Our review
At a time when the Australian Government’s processing of asylum seekers remains in the spotlight as one of the harshest in the world, Shankari Chandran’s new novel Safe Haven is very relevant.
It is set during the period when boat arrivals in Australia were at their peak and refugees were routinely detained in offshore detention centres. The novel focuses on Fina, an asylum seeker rescued from a sinking boat who, as a nun, is awarded a special visa in order to support other refugees.
She becomes a source of inspiration to the community of the fictional NSW country town of Hastings where she settles. She commutes back and forth to the remote offshore detention centre of Port Camden to support the detainees there, some of whom arrived with her.
After speaking out to the media about the appalling conditions at the detention centre, Fina’s life is upended when she is violently uprooted from Hastings and returned to Port Camden, under threat of imminent deportation, which would mean certain death. At the centre she becomes drawn into the aftermath of a teenager’s suicide.
Compounding the plot, a security guard is also found dead, but under more suspicious circumstances. When Lucky, an OSI agent, is sent to Port Camden to investigate his death, she uncovers murky connections between the dead guard and several others.
Well written, moving and a persuasive argument against Australia’s dehumanising treatment of those who come in search of safe haven but find the opposite, Chandra’s novel is an impressive follow-up to her Booker Prize winning Chai Time at Cinnamon Gardens.
Reviewed by Anne Green
ABOUT THE AUTHOR
Shankari Chandran is an Australian Tamil lawyer and writer.

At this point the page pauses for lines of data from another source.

Issue #985, opened 2021-07-16
The service account for the crd-upgrader pre-upgrade hook should be configurable


jsanda:
This is needed for private registry support and is a follow up to #901.

┆Issue is synchronized with this [Jira Bug](https://k8ssandra.atlassian.net/browse/K8SSAND-727) by [Unito](https://www.unito.io)

Issue #984, opened 2021-07-16
The service account for the cleaner pre-delete hook should be configurable


jsanda:
The service account for the cleaner pre-delete chart hook should be configurable. This should have been done as part of #901 but I missed it.

PR #901, opened 2021-06-21
add support for private registries 

jsanda:
**What this PR does**:
Adds support for private registries by making image registry, service accounts, and image pull secrets configurable.

Summary of changes:
* **All images** deployed are configurable with the following properties:
    * registry
    * repository
    * tag
    * pullPolicy 
* Add `cassandra.serviceAccount` to make the service account for Cassandra pods configurable
* Make service account for Stargate pods configurable
* Make image pull secrets for service accounts in operator charts configurable
* Image pull secrets can be configured via exposed service accounts and with the default service account for places where service account is not explicitly set

**Which issue(s) this PR fixes**:
Fixes #420, #839, #840

**Checklist**
- [x] Changes manually tested
- [x] Automated Tests added/updated
- [ ] Documentation added/updated
- [x] CHANGELOG.md updated (not required for documentation PRs)
- [x] CLA Signed:  [DataStax CLA](https://cla.datastax.com/)

PR #986, opened 2021-07-16
make service accounts configurable for reaper, cleaner, and crd upgrader

### LINKED ISSUE #983: Reaper service account is not configurable
The Reaper CRD allows you to specify the name of the service account to use for the Reaper pods, but it is not configurable in k8ssandra.

This should have been done in PR #901 but I missed it.

┆Issue is synchronized with this [Jira Bug](https://k8ssandra.atlassian.net/browse/K8SSAND-725) by [Unito](https://www.unito.io)

jsanda:
**What this PR does**:
Makes the service account to use configurable. It does not however allow you to configure the service account. This just give you the ability to point to the one you want to use.

I did not update the changelog for this since this PR really should have been part of #901.

Ideally, for the cleaner and crd upgrader, I would have liked to use the `k8ssandra-common.serviceAccount` template. It makes the service account name as well as image pull secrets available. It would require some refactoring to be able to safely use it for them though. The template assumes the scope of `.Values`. This would need to change and certainly beyond the scope of 1.3.0 at this point.

Fixes #983, #984, #985

**Checklist**
- [x] Changes manually tested

### DIFF
--- a/charts/k8ssandra/values.yaml
+++ b/charts/k8ssandra/values.yaml
@@ -468,6 +468,8 @@ reaper:
   # will be configured in Cassandra with credentials only created for Reaper
   # in order to limit access.
   enabled: true
+  # -- The name of the service account to use for Reaper pods.
+  serviceAccount: default
   # Configures the Reaper container image to use. Exercise care when changing
   # the Reaper image. Reaper is deployed and managed by reaper-operator. You
   # will need to make sure that the image is compatible with reaper-operator.
@@ -556,7 +558,7 @@ medusa:
   multiTenant: false
   # -- API interface used by the object store. Supported values include `s3`, 's3_compatible',
   # `google_storage` and 'azure_blobs'. For file system storage, i.e., a pod volume
-  # mount, use 'local' and set the podStorage properties. Note that 'local' does not necessarily 
+  # mount, use 'local' and set the podStorage properties. Note that 'local' does not necessarily
   # imply a local volume. It could also be network attached storage. It is simply accessed
   # through the file system.
   storage: s3
@@ -621,6 +623,9 @@ monitoring:
 # deployment could be deleted before the CassandraDatacenter. The cleaner
 # ensures that the CassandraDatacenter is deleted before cass-operator.
 cleaner:
+  # -- Uncomment to specify the name of the service account to use for the
+  # cleaner. Defaults to <release-name>-cleaner-k8ssandra
+  # serviceAccount:
   image:
     # -- Image registry for the cleaner
     registry: docker.io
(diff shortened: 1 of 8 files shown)


charts/k8ssandra/values.yaml
```diff
@@ -468,6 +468,8 @@ reaper:
   # will be configured in Cassandra with credentials only created for Reaper
   # in order to limit access.
   enabled: true
+  # -- The name of the service account to use for Reaper pods.
+  serviceAccount: default
```
jeffbanks, line 472: serviceAccount is commented out for cleaner and client and is set to empty string for c*.  Double checking that you want Reaper to have the default value or should this be commented out as well?

jsanda: Good observations. To make things a little more consistent, I can default them all to the empty string. In the case of Reaper, Stargate, and Cassandra, this will result in using the `default` service account. In the case of the cleaner and client this would result in the creation of their respective service accounts. Unfortunately there are some inconsistencies that would be nice to address, but I think that would need to be post 1.3.0.

There is another problem with the cleaner and client service accounts. I explained in the description why I didn't use the `k8ssandra-common.serviceAccount` template. If the user specifies a different service account I need to update the RoleBinding template to use the specified ones.

jsanda: I thought about this some more, and here things I think we need to do post 1.3.0:

* Refactor the `k8ssandra-common.serviceAccount` template so it doesn't assume a scope of `.Values`. This will make it more flexible and easier to use elsewhere.
    * Service accounts created with the `k8ssandra-common.serviceAccount` can have both the service account name and image pull secrets configured.
* Create a service account for Cassandra pods using the `k8ssandra-common.serviceAccount` template
    * Allow the user to specify a different service account name to use
* Create a service account for Stargate pods using the `k8ssandra-common.serviceAccount` template
    * Allow the user to specify a different service account name to use
* Create a service account for Reaper pod using the `k8ssandra-common.serviceAccount` template
    * Allow the user to specify a different service account name to use
* Create a service account for cleaner pod using the `k8ssandra-common.serviceAccount` template
    * Allow the user to specify a different service account name to use 
* Create a service account for crd upgrader (i.e., client) pod using the `k8ssandra-common.serviceAccount` template
    * Allow the user to specify a different service account name to use 

In summary, we should be creating a service account for every pod that we are deploying and it should be done using the `k8ssandra-common.serviceAccount` template.

@jdonenine I definitely think we need to get these ticketed. I don't know how much bandwidth we have to address them though with everything else that is in flight.

jdonenine: @jsanda got it... I'll take what you laid out here and get it into some issues to consider post-1.3

jeffbanks (approved):
@jsanda the initial set of changes LGTM for this scope of work.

Chai Time at Cinnamon Gardens was short-listed for the Miles Franklin Literary Award 2023. Song of the Sun God was long-listed for the International Dublin Literary Award and short-listed for Sri Lanka’s Fairway National Literary Award. The Barrier was short-listed for the Norma K Hemming Award for Speculative Fiction. Song of the Sun God is being adapted for television, starring Bridgerton’s Charithra Chandran (no relation).
Shankari has spent two decades working as a lawyer in the social justice field, on national and international program design and delivery. She continues her work in social impact for an Australian national retailer.
She is based in Sydney, Australia, where she lives with her husband and her four children and explores dispossession and the creation of community through her fiction.